Telthorst eyed him thoughtfully for a moment. "Perhaps. I'd like a copy of that Lorelei data pulse."

Lleshi caught Campbell's eye, nodded. Wordlessly, the other stepped over to Telthorst and handed him a data cyl. "Thank you," the Adjutor said, getting to his feet. "If you need me, Commodore, I'll be in my stateroom."

He went to the bridge lift platform; paused there. "By the way, you'll want to do a complete survey of this system," he added over his shoulder. "As long as we have to leave a functioning catapult here anyway, we might as well see if there's anything worth coming back for."

"Thank you," Lleshi said. "I am familiar with standing orders."

"Good." For a moment Telthorst let his gaze drift leisurely around the balcony, as if to remind them all who was ultimately in charge of this operation.
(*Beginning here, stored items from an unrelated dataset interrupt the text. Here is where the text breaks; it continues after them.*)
PR #742, opened 2023-07-25
Modified program to allow reporting of Animal Group from a provided w…

Ohsudev:
Modified program to allow reporting of Animal Group from a provided web link.


jonesgaohsu (approved):
Code looks solid

PR #767, opened 2023-08-17
PMIC history queries fix

kollil:
Fixed the PMIC procedures history data queries.


jonesgaohsu (approved):
No issues found with the proposed changes

PR #115, opened 2021-06-21
fix: update probability percentage validation

davehlewis:


gef-ui/server/controllers/about-exporter/index.js
```diff
@@ -78,12 +78,12 @@ const validateAboutExporter = async (req, res) => {
       }
     }
 
-    // Regex tests to see if value is a number between 0 and 100
-    const zeroToOneHundredRegex = /^([0-9]|[1-9][0-9]|100)$/;
-    if (body.probabilityOfDefault && !zeroToOneHundredRegex.test(body.probabilityOfDefault)) {
+    const maxPercentage = 14.1;
+    const probabilityOfDefault = Number(body.probabilityOfDefault);
+    if (Number.isNaN(probabilityOfDefault) || probabilityOfDefault > maxPercentage) {
```
pbradley-f4, line 83: Not one for the first day but extract this to a utils method of isNumberGreaterThan(maxPercentage) or the like

pricea1 (commented):
Agree with Pauls comments otherwise code lgtm.

In future, can you add the ticket reference at the start of the commit message
e.g. dtfs2-3969 update probability

pricea1 (approved):

gef-ui/server/controllers/about-exporter/index.js
davehlewis: This is a specific use case for validation so doesn't really suit being a util. Returns true if it is not a number for example.

gef-ui/server/controllers/about-exporter/index.js
```diff
@@ -78,12 +78,17 @@ const validateAboutExporter = async (req, res) => {
...
+    const probabilityOfDefault = Number(body.probabilityOfDefault);
+    if (
+      Number.isNaN(probabilityOfDefault)
+      || !precisionTwoRegex.test(body.probabilityOfDefault)
+      || probabilityOfDefault > maxPercentage
+    ) {
       aboutExporterErrors.push({
         errRef: 'probabilityOfDefault',
-        errMsg: 'You must enter a percentage between 0% to 100%',
+        errMsg: `You must enter a percentage between 0% to ${maxPercentage}}%`,
```
pbradley-f4, line 91: too many `}`

davehlewis: Sorry should have caught that

PR #124, opened 2021-06-22
DTFS2-3066 - tfm - sort deals by id

ttbarnes:


pricea1 (commented):
Would it be better to do the sort on the mongo collection rather than in the reducer?
i.e  deals = await dealsCollection.find(query).sort(sortParams).toArray();

ttbarnes:
> Would it be better to do the sort on the mongo collection rather than in the reducer?
> i.e deals = await dealsCollection.find(query).sort(sortParams).toArray();

That makes a lot more sense moving forward. I just hooked into the existing sorting in placE. Eventually it'll need to be done from the central-api GET/query so i'll get this in place now.

ttbarnes:
@pricea1 updated

PR #131, opened 2021-06-28
DTFS2-3969: remove decimal point limit from default probabilitiy

davehlewis:
Removes decimal point requirement from probability of default question


ttbarnes (approved):
LGTM

PR #132, opened 2021-06-28
TFM e2e tests calling number generator

ttbarnes:
This fixes an issue with estore integration - we were previously using mock ukefDealId's and ukefFacilityId's. 

Using mock UKEF ids causes the estore API calls to fail because the same id is being used multiple times and estore folders are not created - which then fails the "submit deal" api call.

In the E2E tests, the `supplier-name` is now dynamically generated with the deal id we get back from number generator. `supplier-name` is used for the estore site name, so this should also not be duplicated.


e2e-tests/trade-finance-manager/cypress/support/reference-data-api/api.js
```diff
@@ -0,0 +1,18 @@
+const api = () => {
+  const url = `${Cypress.config('referenceDataApiProtocol')}${Cypress.config('referenceDataApiHost')}:${Cypress.config('referenceDataApiPort')}`;
+  return url;
+};
+
+module.exports.getIdFromNumberGenerator = (entityType) => {
+  console.log('getIdFromNumberGenerator::');
```
pricea1, line 7: we can remove the console.log

pricea1 (approved):
LGTM apart from stray console.log

PR #141, opened 2021-07-01
feat: adds retry error state for address api errors

pbradley-f4:


gef-ui/server/controllers/exporters-address/index.test.js
```diff
@@ -175,20 +184,62 @@ describe('Validate Exporters Address', () => {
...
+    api.getApplication = () => Promise.resolve(mockApplicationResponse);
+    api.getExporter = () => Promise.resolve(mockExporterResponse);
+    api.getAddressesByPostcode = () => Promise.reject(mockedRejection);
+
+    await validateExportersAddress(mockRequest, mockResponse);
+    expect(mockResponse.render).toHaveBeenCalledWith(
+      'partials/exporters-address.njk',
+      {
+        errors: {
+          errorSummary: [
```
davehlewis, line 223: I'd consider mocking the response of this personally but not important

davehlewis (approved):
LGTM

eddieleeper (approved):

gef-ui/server/controllers/exporters-address/index.test.js
pbradley-f4: fair point, but for now I think its ok to just have a static object to test against

davehlewis: yeah happy with that - just a minor thing really. Can just keep some of these objects simpler

PR #149, opened 2021-07-09
DTFS2-4240 & 4241 - update tfm task email templates

ttbarnes:
2 TFM task emails were using a unique template - updated to use the same generic template and variables as all other tasks.

Spit out `generateTaskUrl` and `generateTaskEmailVariables` functions.


pricea1 (approved):
LFTM

PR #160, opened 2021-07-19
DTFS2-4338: add draft as default status

davehlewis:
- added draft status
- changed application model to make draft the default status


eddieleeper (approved):
LGTM!

PR #163, opened 2021-07-20
DTFS-4120: temporary disable GEF aggregation

davehlewis:
Temporarily removes GEF aggregation from DB query as not supported by cosmos


pricea1 (approved):
👍

PR #167, opened 2021-07-21
Removed e2e workflow tests

pricea1:
Workflow is no longer required so removing e2e tests specifically testing the workflow interface


ttbarnes:
This is amazing, best PR ever

PR #171, opened 2021-07-22
fix: replace node-sass with dart-sass

davehlewis:
Replaces Ruby based node-sass with dart-sass as recommended by SASS themselves. Reduces need for node-gyp


ttbarnes (approved):
LGTM. Assuming dart-sass doesn't need to be in package.json?

davehlewis:
> LGTM. Assuming dart-sass doesn't need to be in package.json?

That Sass package runs on Dart Sass so is not needed directly

PR #2266, opened 2023-11-02
feat(DTFS2-6762): create environment variable for Portal website domain in Portal API

oscar-richardson-softwire:
### Introduction

In the new Portal 2FA flow, the sign in link needs to link to the Portal website to log the user in. The Portal website URL varies per-environment, so we need to introduce an environment variable that configures the Portal website URL and use this for the sign in link that we send to the user.

### Resolution

- Added a new environment variable PORTAL_UI_URL
- @abhi-markan will need to add this to GitHub and ensure it has the correct value per environment

### Misc
**NOTE**: This branch was created from Luke's branch https://github.com/UK-Export-Finance/dtfs2/pull/2200 (which has not yet been merged), so also contains those changes. The only additional changes I have made are to the files:

- .env.sample
- portal-api/src/config/sign-in-link.config.js
- portal-api/src/v1/users/sign-in-link.service.js
- portal-api/src/v1/users/sign-in-link.service.test.js


lmarrai-sw:
@oscar-richardson-softwire do we definitely want to merge _all_ of these commits into the `feat/stbr-infra` branch?

oscar-richardson-softwire:
> @oscar-richardson-softwire do we definitely want to merge _all_ of these commits into the `feat/stbr-infra` branch?

Good point, I think we only want the 3 most recent commits (i.e., the changes from my 6762 branch and your 6750 branch)?

PR #2269, opened 2023-11-02
feat(FN-980): fix utilisation reports sorting from db

francescastocco:
## Introduction

After putting test data in the DB we were seeing an error that there was no corresponding composite index to sort the data.

## Resolution

Use javascript array sorting

## To Do

- Update test data to match the schema
- Fix tests


dtfs-central-api/src/v1/controllers/utilisation-report-service/previous-reports.controller.js
```diff
@@ -1,22 +1,18 @@
...
-    ]).toArray();
+    const { bankId } = req.params;
+
+    const utilisationReportsCollection = await db.getCollection(DB_COLLECTIONS.UTILISATION_REPORTS);
+    const filteredUtilisationReports = await utilisationReportsCollection
+      .find({ 'bank.id': { $eq: bankId } })
+      .toArray();
+
+    const filteredAndSortedUtilisationReports = filteredUtilisationReports
+      .sort((a, b) => a.year - b.year || a.month - b.month);
```
toddym42, line 14: I always find the native js `.sort` functions unintuitive, and this becomes more so when there is more that one attribute taken into account.

I think this is doing "sort by year ascending, then by month ascending"? If that's the case we could make use of lodash to make this a bit easier to understand. e.g.
```
const sortBy = require('lodash/sortBy');
...
const filteredAndSortedUtilisationReports = sortBy(filteredUtilisationReports, ['year', 'month']);
```
`sortBy` orders ascending by default. if we wanted to order anything descending we could instead use `orderBy` like this
```
I think this makes things much easier to understand, which hopefully would lead to less errors in future.
const orderBy = require('lodash/orderBy');
...
const filteredAndSortedUtilisationReports = orderBy(filteredUtilisationReports, ['year', 'month'], ['asc', 'desc']);
```

portal-api/api-tests/v1/utilisation-report-service/previous-reports.api-test.js
```diff
@@ -7,7 +7,7 @@ const { withClientAuthenticationTests } = require('../../common-tests/client-aut
 const { withRoleAuthorisationTests } = require('../../common-tests/role-authorisation-tests');
 const { PAYMENT_REPORT_OFFICER } = require('../../../src/v1/roles/roles');
 
-const collectionName = 'utilisation-reports';
+const collectionName = 'utilisationReports';
```
toddym42, line 10: Could we add a `DB_COLLECTIONS` const to the `portal-api` project to use here instead (and the next file too)?

portal-api/src/v1/controllers/utilisation-report-service/previous-reports.controller.js
```diff
@@ -39,15 +39,21 @@ const getPreviousReportsByBankId = async (req, res) => {
...
+    }
+
     const years = getYears(data);
     const groupedReports = getReportsGroupedByYear(years, data);
     const reportsGroupedByYear = populateOmittedYears(groupedReports, years);
 
-    res.status(200).send(reportsGroupedByYear.sort((a, b) => b.year - a.year));
+    return res.status(200).send(reportsGroupedByYear.sort((a, b) => b.year - a.year));
   } catch (error) {
     console.error('Unable to get previous reports %s', error);
```
toddym42, line 55: I think we could remove `%s` to potentially get more information about the error here (the entire object instead of just the `error.toString()`. We could change this to `%O` to get the full object, but I would just remove the placeholder completely, i.e.
```
console.error('Unable to get previous reports:', error);
```
which will do pretty much the same thing.

toddym42 (approved):
A couple of suggestions, but nothing blocking : )

dtfs-central-api/src/v1/controllers/utilisation-report-service/previous-reports.controller.js
francescastocco: Yep agreed that this is hard to read & understand :) here I am sorting year and month ascending but at some point I do sort them by descending year so will add orderBy in there

dtfs-central-api/package.json
```diff
@@ -37,6 +37,7 @@
     "express-mongo-sanitize": "^2.2.0",
     "express-rate-limit": "^6.11.2",
     "express-validator": "^7.0.1",
+    "lodash.sortby": "^4.7.0",
```
toddym42, line 40: Lodash actually discourage per method packages like this as they will be removed in future versions (full reasoning [here](https://lodash.com/per-method-packages)), so I think we we should just add the whole package here.

This won't necessarily increase the build size as we can still use individual functions where required. e.g.
```
const sortBy = require('lodash/sortBy');
```
which means only the `sortBy` function will appear in the build output.

This also means we can more easily use further lodash functions in future without the need to keep adding individual packages.

dtfs-central-api/src/services/repositories/utilisation-reports-repo.test.js
```diff
@@ -37,6 +96,34 @@ describe('utilisation-reports-repo', () => {
...
+      year: 2021,
+      dateUploaded: expect.any(Date),
+      path: 'test path',
+      uploadedBy: {
+        id: '123',
+        name: 'test user',
+      },
+    }];
+
+    it('filters and sorts the data correctly', async () => {
```
toddym42, line 114: I don't think we should mention `filters` here as we are mocking the db collection response so the data is not filtered. I guess we can only do this in tests where an actual DB is spun up?

dtfs-central-api/src/services/repositories/utilisation-reports-repo.test.js
```diff
@@ -37,6 +96,34 @@ describe('utilisation-reports-repo', () => {
...
+        toArray: toArraySpy,
+      }));
+      const getCollectionMock = jest.fn(() => ({
+        find: findSpy,
+      }));
+      jest.spyOn(db, 'getCollection').mockImplementation(getCollectionMock);
+
+      const utilisationReports = await getUtilisationReportDetails(bankId);
+      expect(utilisationReports[0]).toEqual(mockUtilisationReports[3]);
+      expect(utilisationReports[utilisationReports.length - 1]).toEqual(mockUtilisationReports[0]);
```
toddym42, line 126: It's not immediately clear what we're asserting on here, and I think we could go further to assert that the data is correctly ordered by year then month.

We could instead do something like this:
```
const testUtilisationReport = {
  bank: {
    id: '124',
    name: 'test bank',
  },
  month: 4,
  year: 2021,
  dateUploaded: expect.any(Date),
  path: 'test path',
  uploadedBy: {
    id: '123',
    name: 'test user',
  },
};

it('sorts the data by year then month', async () => {
  // Arrange
  const bankId = testUtilisationReport.bank.id;
  const report1 = { ...testUtilisationReport, month: 2, year: 2022 };
  const report2 = { ...testUtilisationReport, month: 3, year: 2021 };
  const report3 = { ...testUtilisationReport, month: 1, year: 2022 };
  const report4 = { ...testUtilisationReport, month: 2, year: 2021 };

  const mockUtilisationReports = [report1, report2, report3, report4];

  spyOn(db, 'getCollection').mockImplementation(() => ({
    find: jest.fn(() => ({
      toArray: jest.fn(() => mockUtilisationReports),
    })),
  }));

  // Act
  const response = await getUtilisationReportDetails(bankId);

  // Assert
  const expectedResponse = [report4, report2, report3, report1];
  expect(response).toEqual(expectedResponse);
});
```
The difference here is that when I create the mock reports in the test I'm only setting the values that I care about for the test (`month` and `year` in this case) so it's clear what we're testing. I can then use these mock reports to more easily check the entire response.

portal-api/package-lock.json
```diff
@@ -24,6 +24,7 @@
         "filesize": "^8.0.7",
         "joi": "^17.10.2",
         "jsonwebtoken": "^9.0.2",
+        "lodash.orderby": "^4.6.0",
```
toddym42, line 27: Same comment here about adding the full lodash package here.

portal-api/src/v1/controllers/utilisation-report-service/previous-reports.controller.js
```diff
@@ -39,15 +40,22 @@ const getPreviousReportsByBankId = async (req, res) => {
...
+
+    if (status !== 200) {
+      console.error('Unable to get previous reports');
+      return res.status(500).send(data);
+    }
+
     const years = getYears(data);
     const groupedReports = getReportsGroupedByYear(years, data);
     const reportsGroupedByYear = populateOmittedYears(groupedReports, years);
+    const reportsOrderedByDescendingYear = orderBy(reportsGroupedByYear, ['year'], ['desc']);
```
toddym42, line 53: Would be good to add a test to check this new logic.

dtfs-central-api/package.json
francescastocco: Ah, good to know, thanks!

dtfs-central-api/src/services/repositories/utilisation-reports-repo.test.js
francescastocco: Ah yes I like this much more, I wanted something which made it more obvious but didn't know how to do it, thanks 🙏

dtfs-central-api/src/services/repositories/utilisation-reports-repo.test.js
francescastocco: Yep, very true

portal-api/src/v1/controllers/utilisation-report-service/previous-reports.controller.js
```diff
@@ -1,11 +1,23 @@
+const orderBy = require('lodash/orderBy');
 const api = require('../../api');
 const { getMonthName } = require('../../../utils/getMonthName');
 
+/**
+ * Returns a set of unique years based on reports from the database.
+ * @param {Object[]} reports - reports from the database
+ * @returns {Number[]} - unique set of years
```
toddym42, line 8: I think the type here would just be the primitive `number` instead of the `Number` interface (and this would probably be the case for all the types we use unless we've specifically used a Class or Interface).

toddym42 (approved):

PR #2270, opened 2023-11-03
feat(FN-1432): handle formulas and new lines in excel cells

ChristianMcc:
## Introduction
The current parsing could not handle formulas in excel files and would return [Object object]. It also couldn't handle new lines in cells

## Resolution
Replace new lines with spaces so that we can correctly convert to a csv format for parsing without worrying about extra new line characters in the middle of a row.
Check if the cell value comes from a formula looking for cell.value?.result before defaulting to cell.value if that is not the case to handle excel formulas. This also works for lookups to other sheets as they count as formulas in the same way by the excel parsing library

### DIFF
--- a/portal/server/utils/csv-utils.js
+++ b/portal/server/utils/csv-utils.js
@@ -19,7 +19,7 @@ const columnIndexToExcelColumn = (index) => {
  * @returns {string | number} - cell value.
  */
 const extractCellValue = (cell) => {
-  const cellValue = cell.value?.result ? cell.value.result : cell.value;
+  const cellValue = cell.value?.result ?? cell.value;
   const cellValueWithoutNewLines = typeof cellValue === 'string' ? cellValue?.replace(/\r\n|\r|\n/g, ' ').trim() : cellValue;
   return cellValueWithoutNewLines;
 };
--- a/portal/server/utils/csv-utils.js
+++ b/portal/server/utils/csv-utils.js
@@ -20,7 +20,7 @@ const columnIndexToExcelColumn = (index) => {
  */
 const extractCellValue = (cell) => {
   const cellValue = cell.value?.result ? cell.value.result : cell.value;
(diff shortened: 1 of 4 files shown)


portal/server/utils/csv-utils.js
```diff
@@ -13,6 +13,17 @@ const columnIndexToExcelColumn = (index) => {
...
 };
 
+/**
+ * Extracts the value in the cell of an excel cell and removes any new lines so that it doesn't affect parsing as a csv.
+ * @param {Object} cell - excel cell.
+ * @returns {string | number} - cell value.
+ */
+const extractCellValue = (cell) => {
+  const cellValue = cell.value?.result ? cell.value.result : cell.value;
+  const cellValueWithoutNewLines = typeof cellValue === 'string' ? cellValue?.replace(/\n/g, ' ') : cellValue;
```
toddym42, line 23: Could use `/(\r\n|\r|\n)+/g` for the regex here to account for other possible new line characters

portal/server/utils/csv-utils.test.js
```diff
@@ -103,4 +109,38 @@ describe('csv-utils', () => {
...
+    it('returns the cell value', async () => {
+      const cellValue = { value: 'GBP' };
+
+      const extractedValue = extractCellValue(cellValue);
+
+      expect(extractedValue).toEqual('GBP');
+    });
+
+    it('returns the cell value without new lines', async () => {
+      const cellValue = { value: 'GBP\na' };
```
toddym42, line 123: Would be nice to also test the case of multiple new line chars in different places.

toddym42 (approved):

portal/server/utils/csv-utils.js
ChristianMcc: Yeah I thought about this although the library only cares about `\n` as the condition for a new line in csv. Maybe it's helpful for me to replace \r\n with a space instead thought as otherwise it'll be '\r ' which is probably fine but weird!

toddym42 (approved):

francescastocco (approved):
Looks good to me :)

PR #2271, opened 2023-11-03
feat(dtfs2-6757): add sign in link validation

AlexBramhill:


portal-api/api-tests/v1/users/post-sign-in-link.api-test.js
```diff
@@ -31,7 +31,7 @@ jest.mock('node:crypto', () => ({
   const hash = '0123456789abcdef0123456789abcdef0123456789abcdef0123456789abcdef';
   const salt = 'abcdef0123456789abcdef0123456789abcdef0123456789abcdef0123456789';
   const saltBytes = Buffer.from(salt, 'hex');
-  const signInCode = '0a1b2c3d4e5f67890a1b2c3d4e5f6789';
+  const signInToken = '0a1b2c3d4e5f67890a1b2c3d4e5f6789';
```
AlexBramhill, line 34: @lmarrai-sw I've renamed this to `signInToken` to match `resetPasswordToken`

portal-api/src/v1/users/sign-in-link.controller.js
```diff
@@ -1,10 +1,45 @@
...
+      const { user } = req;
+
+      const isValidSignInToken = await this.#signInLinkService.isValidSignInToken({ username: user.username, signInToken });
+
+      if (!isValidSignInToken) {
+        throw new Error(`Invalid sign in token for user: ${user.username}`);
+      }
+
+      const { sessionIdentifier, ...tokenObject } = utils.issueValid2faJWT(user);
+      await updateLastLogin(user, sessionIdentifier, () => {});
```
AlexBramhill, line 25: I really dislike this empty callback

portal-api/src/v1/users/sign-in-link.service.js
```diff
@@ -17,37 +18,51 @@ class SignInLinkService {
...
       userEmail,
       userFirstName,
       userLastName,
     });
   }
 
-  #createSignInCode() {
+  async isValidSignInToken({ username, signInToken }) {
+    return new Promise((resolve, reject) => {
+      findByUsername(username, (error, user) => {
```
AlexBramhill, line 34: Again, I dislike the callback structure we are using here. I'm tempted to depreciate `findByUsername` and make its implementation call our new `user repo` (pending how many extra failing tests this is and others thoughts on the matter)

portal-api/src/v1/users/sign-in-link.service.js
```diff
@@ -17,37 +18,51 @@ class SignInLinkService {
...
-  #createSignInCode() {
+  async isValidSignInToken({ username, signInToken }) {
+    return new Promise((resolve, reject) => {
+      findByUsername(username, (e, user) => {
+        if (e || !user) {
+          const error = new Error(`Failed to find user: ${username}`);
+          error.cause = e || 'User object not defined';
+          reject(error);
+        }
+        const { hash, salt } = user.signInToken;
```
lmarrai-sw, line 40: We'll reject with an unexpected error here if `user.signInToken` is `undefined` - is that what we want?

portal-api/src/v1/users/sign-in-link.controller.js
```diff
@@ -1,10 +1,45 @@
...
+  async validateSignInLink(req, res) {
+    try {
+      const { signInToken } = req.params;
+      const { user } = req;
+
+      const isValidSignInToken = await this.#signInLinkService.isValidSignInToken({ username: user.username, signInToken });
+
+      if (!isValidSignInToken) {
+        throw new Error(`Invalid sign in token for user: ${user.username}`);
+      }
```
lmarrai-sw, line 22: I think we want this case to cause a 403 error instead of a 500, what do you think?

portal-api/src/v1/users/sign-in-link.controller.js
```diff
@@ -1,10 +1,45 @@
...
+const { sanitizeUser } = require('./sanitizeUserData');
+
 class SignInLinkController {
   #signInLinkService;
 
   constructor(signInLinkService) {
     this.#signInLinkService = signInLinkService;
   }
 
+  async validateSignInLink(req, res) {
```
lmarrai-sw, line 13: I'd argue we do more than validate a sign in link, we complete the login and issue a full JWT. I see why you've gone for this name because validating the sign in link is the main step but if this was a 1FA login endpoint we wouldn't call it `validateUsernameAndPassword` which makes me think we might be slightly better off with a different name

portal-api/src/v1/users/sign-in-link.controller.js
```diff
@@ -1,10 +1,45 @@
...
+    try {
+      const { signInToken } = req.params;
+      const { user } = req;
```
lmarrai-sw, line 16:
```suggestion
      const { params: { signInToken }, user } = req;
```
^ A minor suggestion, I don't know if you have a preference

portal-api/src/v1/users/sign-in-link.controller.js
lmarrai-sw: I know you've not changed the URL in this PR but maybe the same idea applies to the URL, which is currently
```
POST /users/me/validate-sign-in-link/:signInToken
```

Given the endpoint that creates the tokens is `POST /users/me/sign-in-link`, maybe we want this endpoint to be something like

```
POST /users/me/sign-in-link/:signInToken/login
```

What do you think?

portal-api/src/v1/users/sign-in-link.controller.js
AlexBramhill: I have no strong preference either way, updated

portal-api/src/v1/users/sign-in-link.controller.js
AlexBramhill: let me know what you think about the new name

portal-api/src/crypto/utils.js
```diff
@@ -19,7 +19,7 @@ const PRIV_KEY = Buffer.from(process.env.JWT_SIGNING_KEY, 'base64').toString('as
 function validPassword(password, hash, salt) {
   const hashVerify = crypto.pbkdf2Sync(password, salt, 10000, 64, 'sha512').toString('hex');
 
-  return hash === hashVerify;
+  return crypto.timingSafeEqual(hash, hashVerify);
 }
```
lmarrai-sw, line 23: I like that we're thinking to change this but it also makes me a bit nervous because `timingSafeEqual` throws if `hash` and `hashVerify` are not the same length, and user passwords have a weird edge case where new users don't have a password set to start with - is that going to cause us to throw here, or does the code not get this far if the user doesn't have a hash in the db yet?

lmarrai-sw: Also, shall we change it in tfm-api too?

portal-api/src/v1/users/sign-in-link.service.js
```diff
@@ -17,37 +17,47 @@ class SignInLinkService {
...
       userLastName,
     });
   }
 
-  #createSignInCode() {
+  async isValidSignInToken({ userId, signInToken }) {
+    const user = await this.#userRepository.findById(userId);
+    if (!user.hash || !user.salt) {
+      throw new Error('User does not have a valid sign in token.');
+    }
```
lmarrai-sw, line 35: Why do we have this check?

portal-api/src/v1/users/sign-in-link.service.js
```diff
@@ -17,37 +17,47 @@ class SignInLinkService {
...
+
+    const { hash, salt } = user.signInToken;
+    return this.#hasher.verifyHash({ target: signInToken, hash: Buffer.from(hash, 'hex'), salt: Buffer.from(salt, 'hex') });
```
lmarrai-sw: Maybe something you want to worry about in the next PR, or later, but there's a bit of a mismatch between saving and reading the hash and salt

When we save the hash and salt, we give the repository the bytes and it decides to convert them to hex strings to be stored in the db.
When we retrieve the hash and salt, the repository gives us the hex strings and we need to know that they need to be converted back to bytes

Ideally it would be consistent, i.e.
1. we give the repository bytes to save and it gives us back bytes when we read, or
2. we give the repository hex strings to save and it gives us back hex strings when we read

Personally I prefer (1) because the bytes are the actual hash and salt and the hex strings are just the format we choose to persist that info in the db

portal-api/src/v1/users/sign-in-link.controller.js
```diff
@@ -1,10 +1,52 @@
...
+    try {
+      const {
+        params: { signInToken },
+        user,
+      } = req;
+
+      const isValidSignInToken = await this.#signInLinkService.isValidSignInToken({ userId: user._id, signInToken });
+
+      if (!isValidSignInToken) {
+        const invalidSignInTokenMessage = `Invalid sign in token for user: ${user.username}`;
```
lmarrai-sw, line 23: Minor question, but is there a reason we choose to log and respond with the username instead of the id?

portal-api/src/v1/users/controller.js
```diff
@@ -93,23 +94,30 @@ exports.list = async (callback) => {
...
-
-  const collection = await db.getCollection('users');
-
-  collection.findOne({ _id: { $eq: ObjectId(_id) } }, callback);
 };
 
+/**
+ * @deprecated Use findByUsername inside user repository instead
+ */
 exports.findByUsername = async (username, callback) => {
```
lmarrai-sw, line 113: The error-case behaviours for `findOne` and `findByUsername` have changed from this - have we been able to check that the differences are safe? :)

portal-api/src/v1/users/sign-in-link.controller.js
lmarrai-sw: I like it, thanks @AlexBramhill

portal-api/src/v1/users/sign-in-link.service.js
AlexBramhill: We actually never have checked that this exists in the database prior to this step. On the off chance that we've somehow got here and failed to save this to the database (currently error handled), we should be prepared to handle it here too do you think? I didn't want to base the implimentation around other functions error handling

portal-api/src/crypto/utils.js
AlexBramhill: It is indeed going to throw here -- I think a solution is to try catch here, and return false in the catch. This would ignore the time safe equals (https://github.com/nodejs/node/issues/17178) but I feel this is not an issue

AlexBramhill: (this implimentation is not worse than the previous implimentation, dispite the try/catch block here)

portal-api/src/v1/users/sign-in-link.controller.js
AlexBramhill: Minor oversight

portal-api/src/v1/users/controller.js
AlexBramhill: reverted this back

portal-api/src/v1/users/sign-in-link.service.js
AlexBramhill: Updated to match first option

portal-api/src/crypto/utils.test.js
```diff
@@ -1,101 +1,165 @@
...
+        const result = validPassword(inputPassword, inputHash, inputSalt);
+        expect(result).toEqual(false);
+      });
     });
   });
 
-  describe('issueValid2faJWT', () => {
-    it('should throw an error if no existing session identifier is present', () => {
-      expect(() => issueValid2faJWT(USER)).toThrow('User does not have a session identifier');
+  describe('issue JTW tokens', () => {
```
lmarrai-sw, line 70:
```suggestion
  describe('issue JWTs', () => {
```

portal-api/src/crypto/utils.test.js
```diff
@@ -1,101 +1,165 @@
...
+        name: 'HSBC',
+        emails: ['maker1@ukexportfinance.gov.uk', 'maker2@ukexportfinance.gov.uk'],
+      },
+    };
+
+    const EXISTING_SESSION_IDENTIFIER = crypto.randomBytes(32).toString('hex');
+
+    const USER_WITH_EXISTING_SESSION_IDENTIFIER = { ...USER, sessionIdentifier: EXISTING_SESSION_IDENTIFIER };
+
+    const DATE_NOW_IN_UNIX_TIME = Math.floor(Date.now().valueOf() / 1000);
```
lmarrai-sw, line 98: I think this will execute before `jest.useFakeTimers`

lmarrai-sw (approved):
Thanks @AlexBramhill - I'm happy if you want to merge first and raise a separate PR for extra tests and resolving my comments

Then, without another word, he disappeared down the lift plate shaft to the lower command deck and left.

Bastards, Lleshi thought after him. Carved-ice bastards, every one of them. He turned back to his console, keyed for an engineering status report. Work on the kick pod catapult was already underway, with an estimated completion time of five days.

At which point they would be able to send word back to the Pax that Kosta's drop had been successful. And the Empyrean would be on its slow, leisurely way to defeat.

"Tell engineering that as soon as the kick pod is away they're to put triple shifts on the main catapult construction," he instructed the comm officer. "I want it ready in four months."